Time format: SS, MM:SS, or HH:MM:SS.
Workflow
- Run the script. The output is a markdown summary with metadata, transcript (if available), and a list of frame paths with timestamps.
- Read the transcript first. It's already in your context — that alone often answers the question. For 80%+ of questions about videos with a transcript (captions or whisper output), it's sufficient.
- Read frames selectively. The frame list is an index, not a directive to read them all. Use the Read tool only on the frames you actually need:
- "What is the speaker wearing?" → read 1-2 frames near the start
- "What does the slide at 3:42 say?" → read the single frame closest to 3:42
- "Describe the visuals throughout" → read every 4th frame or so
- Vision-only mode (no transcript) → start with ~6-8 evenly-spaced frames, then drill in
- Answer the user's question. Cite timestamps from the transcript or frames when relevant: "At [02:14], …".
- Clean up. When done with the conversation about this video, delete the work directory shown at the bottom of the summary:
rm -rf <work_dir>.
Token discipline
Reading a frame costs ~1k tokens (low-res mode for 384px) to ~1.5k+ for higher resolutions. Don't load all frames if the transcript answers the question.
If a video is over ~15 minutes, prefer narrowing with --start/--end before running the script, especially if the user asked about a specific segment.
Examples
User: "Summarize https://youtu.be/abc123"
python3 <skill-dir>/scripts/watch.py "https://youtu.be/abc123"
Read transcript, summarize.
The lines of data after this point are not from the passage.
PR #2996, opened 2026-02-20
Decrease PI-05 load time by 72s

jmcoholich:
Loading of the Pi-05 Model for inference takes ~90 seconds, mostly due to random weight initialization still being turned on. After turning this off and applying a fix such that the language embedding weights are loaded properly, initialization takes ~16s.


jadechoghari (approved):
LGTM, this will also solve the language head weight not being initialized first

pkooij:
Hi we merged a fix for this in another PR, thanks for your contribution

PR #2716, opened 2025-12-24
fix: wall-oss bugs

YushunXiang:
## Title

Updated `WallXPolicy.__init__` to accept `**kwargs` and pass them to the superclass initializer, enabling future extensibility.

## Type / Scope

- **Type**: Bug

## Summary / Motivation

This pull request introduces a small update to the initialization method of the `WallXPolicy` class to allow passing additional keyword arguments. This change improves flexibility for subclassing and integration.

## How was this tested

- Manual checks / dataset runs performed.

## How to run locally (reviewer)

- Run the relevant tests:

  ```bash
  pytest -vs tests/policies/wall_x/test_wallx.py 
  ```

- Run a quick example or CLI (if applicable):

  ```bash
  python src/lerobot/scripts/lerobot_train.py \
      --dataset.repo_id=your_dataset \
      --policy.type=wall_x \
      --output_dir=./outputs/wallx_training \
      --job_name=wallx_training \
      --policy.repo_id=your_repo_id \
      --policy.pretrained_name_or_path=x-square-robot/wall-oss-flow \
      --policy.prediction_mode=diffusion \
      --policy.attn_implementation=eager \
      --steps=3000 \
      --policy.device=cuda \
      --batch_size=32
  ```

## Checklist (required before merge)

- [X] Linting/formatting run (`pre-commit run -a`)
- [x] All tests pass locally (`pytest`)
- [ ] Documentation updated
- [ ] CI is green

## Reviewer notes

- Anything the reviewer should focus on (performance, edge-cases, specific files) or general notes.
- Anyone in the community is free to review the PR.

@wut19 @pkooij

PR #3009, opened 2026-02-24
fix: wall-oss init

imstevenpmwork:
Supersedes: https://github.com/huggingface/lerobot/pull/2716


imstevenpmwork:
Just realized that in order to get this done, we will have to restructure the imports in the wallx files. So I'm closing it for now in order to do this properly in the future

PR #3012, opened 2026-02-24
fix(cameras): optimize camera discovery and fix thread shutdown race conditions

LePao1:
## Title

fix(cameras): optimize camera discovery and fix thread shutdown race conditions

## Type / Scope

- Type : Bug
- Scope : lerobot.cameras

## Summary / Motivation

This PR addresses two critical stability issues in the camera modules. First, it sets the default fourcc for OpenCVCamera to "MJPG" to ensure reliable video capture across different systems where auto-detection might fail. Second, it optimizes the camera thread shutdown mechanism by introducing local references for stop_event and thread . This fixes a race condition where these attributes could be set to None while the background thread is still accessing them, causing AttributeError . It also adds a warning and preserves the stop state if the thread fails to join within a 2-second timeout.

## Related issues

- Fixes / Closes: # (if any)
- Related: # (if any)

## What changed

- camera_opencv.py : Improved thread shutdown logic and added safety checks for stop_event in the read loop.
- configuration_opencv.py : Changed default fourcc from None to "MJPG" .
- camera_realsense.py : Ported the robust thread shutdown logic to RealSense cameras.
- camera_zmq.py : Ported the robust thread shutdown logic to ZMQ cameras.

- Manual Verification : Code review confirms that using local variables for stop_event and thread prevents NoneType errors during concurrent access.
- Configuration Check : Verified that "MJPG" is a standard and widely supported codec for OpenCV.
- (Automated tests were skipped due to environment-specific issues in the base repository)

## Reviewer notes

- The core of the fix lies in the _stop_read_thread method, where local variables are used to maintain references to threading objects during the shutdown sequence.
- Changing the default fourcc might affect users relying on specific auto-detected codecs, but "MJPG" is generally the most compatible default for reliable operation.

### DIFF
--- a/src/lerobot/cameras/opencv/camera_opencv.py
+++ b/src/lerobot/cameras/opencv/camera_opencv.py
@@ -440,7 +440,10 @@ class OpenCVCamera(Camera):
             raise RuntimeError(f"{self}: stop_event is not initialized before starting read loop.")
 
         failure_count = 0
-        while not self.stop_event.is_set():
+        while True:
+            stop_event = self.stop_event
+            if stop_event is None or stop_event.is_set():
+                break
             try:
                 raw_frame = self._read_from_hardware()
                 processed_frame = self._postprocess_image(raw_frame)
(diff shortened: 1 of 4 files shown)


imstevenpmwork:
Thanks for the PR! The core race-condition fix here has since landed in main via #3812 (commit 2b0834bcb): all three cameras now snapshot `stop_event` locally before the read loop (`camera_opencv.py`, `camera_realsense.py`, `camera_zmq.py`), which is actually stronger than the per-iteration re-read in this PR, and `_stop_read_thread` now warns when the join times out. The FOURCC reliability concern was addressed separately in #3620 by setting FOURCC after size/fps; the default intentionally remains auto-detect (`None`) since forcing MJPG could break users on other codecs — it's still available opt-in via `fourcc="MJPG"`. Closing as superseded; if you still hit auto-detect failures on specific hardware, please open an issue with details.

Don't load any frames unless the user asks about visuals.
User: "What's on the slide at 5:30 in this talk: <url>"
python3 <skill-dir>/scripts/watch.py "<url>" --start 5:00 --end 6:00 --resolution 768
Find the frame closest to 5:30 in the output, read it, transcribe slide contents.
User: "Describe what happens in the last 30s of /Users/me/clip.mp4"
python3 <skill-dir>/scripts/watch.py /Users/me/clip.mp4 --start <duration-30s>
(First run with no --start to see the duration if unknown, then re-run.)
Setup
watch.py auto-installs ffmpeg, yt-dlp, and whisper.cpp on first run via the bundled setup.sh (Homebrew on macOS, apt/dnf/pacman + source build on Linux). You don't need to run anything manually.
The first caption-less video also triggers a one-time ~140MB model download to ~/.cache/watch-yt/models/. Subsequent runs reuse it.
If auto-install fails (e.g., Homebrew missing on macOS, no build tools on Linux), the script prints the actual error — relay it to the user and tell them how to fix it (install Homebrew from https://brew.sh, or install git/cmake/g++ via their package manager). Don't try to bypass with --no-install unless the user asks. Transcription gracefully degrades: if whisper.cpp is unavailable, captioned videos still work and uncaptioned ones fall back to vision-only.